**Exercise requirements**
How many lines in the material below contain the string "effectId"? Answer with the number alone.

**Entries provided**
PR #213, opened 2022-01-14
Get effect from The Mad Tea Party

Rinn:


src/resources/2010/LookingGlass.ts
```diff
@@ -0,0 +1,99 @@
...
+ * @param effect The effect to check
+ * @returns The number of characters required to get an effect
+ */
+export function findTeaPartyHatLength(effect: Effect): number {
+  const effectId = toInt(effect);
+  if (
+    effectId < toInt(firstTeaPartyEffect) ||
+    effectId > toInt(lastTeaPartyEffect)
+  ) {
+    throw `Invalid Mad Tea Party effect ${effect}`;
```
phulin, line 37: libram style has throws only on Error objects, not raw strings

src/resources/2010/LookingGlass.ts
```diff
@@ -0,0 +1,99 @@
...
+ * @returns If any valid hat is in inventory
+ */
+export function haveTeaPartyHat(effect: Effect): boolean {
+  const characters = findTeaPartyHatLength(effect);
+  if (!characters) {
+    throw `Invalid Mad Tea Party effect ${effect}`;
+  }
+  return (
+    Item.all().find(
+      (item) => validTeaPartyHat(item, characters) && have(item)
```
phulin, line 67: you need to be able to equip it too, not just have it

Rinn: It's checked in validTeaPartyHat:
```/**
 * Checks if an item is a valid hat for The Mad Tea Party
 * @param item The item to check
 * @param characters The desired nameLength for The Mad Tea Party effect
 * @returns If this item is a valid hat for The Mad Tea Party
 */
function validTeaPartyHat(item: Item, characters: number): boolean {
  if (toSlot(item) !== $slot`hat` || !canEquip(item)) {
    return false;
  } else if (characters <= 5) {
    return item.nameLength <= 5;
  } else if (characters >= 30) {
    return item.nameLength >= 30;
  }
  return characters === item.nameLength;
}
```

phulin: thanks, sorry

phulin (approved):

**Solution to the problem**
3